--- Work to be completed ---
Search the records for the word "Thanks". Copy every line where it appears.

--- Input data ---

PR #920, opened 2020-08-10
Calculate weights assigned to each grid point in DDEC6

mscho527:
_Related Issue: #885
Depends upon: #919_

This PR implements parts 1-4 of the fourth through seventh steps of DDEC6 algorithm. It uses the conditioned proatom densities and weighed average densities to perform stockholder type partition. Later PR will involve calculating quantities that update the densities based on this stockholder partition.

### DIFF
--- a/cclib/method/ddec.py
+++ b/cclib/method/ddec.py
@@ -274,24 +274,56 @@ class DDEC6(Method):
         self.logger.info("Conditioning charge densities.")
         self.condition_densities()
 
+        # STEP 4-7
+        # Optimize weights on each grid point
+        kappa = [0.0 for x in self.data.atomnos]
+        update_kappa = False
+        self.N_A = []
+        steps = 4
+        while steps < 5:  # change this to 8 after implementing kappa routine
+            self.logger.info("Optimizing charge weights (Step {}).".format(steps))
+            self.N_A.append(self._calculate_w_and_u())
+
+            # Update kappa as described in Figure S4.2 of doi: 10.1039/c6ra04656h
+            if numpy.any([x if x < -1e-5 else 0 for x in self.N_A[-1]]) and steps != 4:
+                update_kappa = True
+            if (
+                steps > 5
+                and update_kappa
+                and numpy.diff(self.N_A)[-1] < 1e-5
+                and numpy.diff(self.N_A)[-2] < 1e-5
+            ):
+                update_kappa = False
+                kappa = [0.0 for x in self.data.atomnos]
+
+            # TODO: EXIT LOOP HERE for steps = 7
+            if not update_kappa:
+                steps = steps + 1
+            else:
+                # `steps` not incremented in this case
+                # First update kappa based on equation 93
+                kappa_new = kappa - self.N_A / self.u_A
+                kappa = [x if x > 0 else 0.0 for x in kappa_new]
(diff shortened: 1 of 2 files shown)


cclib/method/ddec.py
```diff
@@ -590,9 +626,73 @@ def condition_densities(self):
...
-    def _phiai(self, ya, bigphiAI, atomi):
-        """ Evaluate phi_A^I based on equation S100
+    def calculate_w_and_u(self):
+        """ Calculate weights placed on each integration grid point
+            [STEP 4-7]
         """
+        # From equation 67, w_A(r_A) = self._cond_density
+        # From equation 8, W(r) = self.rho_cond
+        xshape, yshape, zshape = self.chgdensity.data.shape
+        atoms = len(self.data.atomnos)
```
berquist, line 636: `atoms` doesn't indicate that this is a count, prefer
```suggestion
        natoms = len(self.data.atomnos)
```

cclib/method/ddec.py
```diff
@@ -590,9 +626,73 @@ def condition_densities(self):
             # Make tau monotonic decreasing
             self.tau[atomi] = numpy.maximum.accumulate(self.tau[atomi][::-1])[::-1]
 
-    def _phiai(self, ya, bigphiAI, atomi):
-        """ Evaluate phi_A^I based on equation S100
+    def calculate_w_and_u(self):
```
berquist, line 629: I think this method should be private.

cclib/method/ddec.py
```diff
@@ -274,6 +274,38 @@ def calculate(self, indices=None, fupdate=0.05):
...
+        # Optimize weights on each grid point
+        kappa = [0.0 for x in self.data.atomnos]
+        update_kappa = False
+        self.N_A = []
+        steps = 4
+        while steps < 5:  # change this to 8 after implementing kappa routine
+            self.logger.info("Optimizing charge weights (Step {}).".format(steps))
+            self.N_A.append(self.calculate_w_and_u())
+
+            # Update kappa as described in (4) of doi: 10.1039/c6ra04656h
```
berquist, line 287: (4) doesn't look like the right reference.

cclib/method/ddec.py
mscho527: Yes. I've made the necessary changes. Thanks!

cclib/method/ddec.py
mscho527: I've made this private. Thanks!

cclib/method/ddec.py
mscho527: I've updated this to a correct reference. Thanks!

cclib/method/ddec.py
```diff
@@ -274,24 +274,56 @@ def calculate(self, indices=None, fupdate=0.05):
...
+            if (
+                steps > 5
+                and update_kappa
+                and numpy.diff(self.N_A)[-1] < 1e-5
+                and numpy.diff(self.N_A)[-2] < 1e-5
+            ):
+                update_kappa = False
+                kappa = [0.0 for x in self.data.atomnos]
+
+            # TODO: EXIT LOOP HERE for steps = 7
```
shivupa, line 299: if you change the if statement below to `if update_kappa and steps < 7:` then it will just exit the loop if steps == 7

mscho527: I was trying to wait until the full implementation of steps 4-7 (with PR921) before I add the exit conditions here. The exit condition is present in PR921 now. Thanks!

--- Task response ---
mscho527: Yes. I've made the necessary changes. Thanks!
mscho527: I've made this private. Thanks!
mscho527: I've updated this to a correct reference. Thanks!
mscho527: I was trying to wait until the full implementation of steps 4-7 (with PR921) before I add the exit conditions here. The exit condition is present in PR921 now. Thanks!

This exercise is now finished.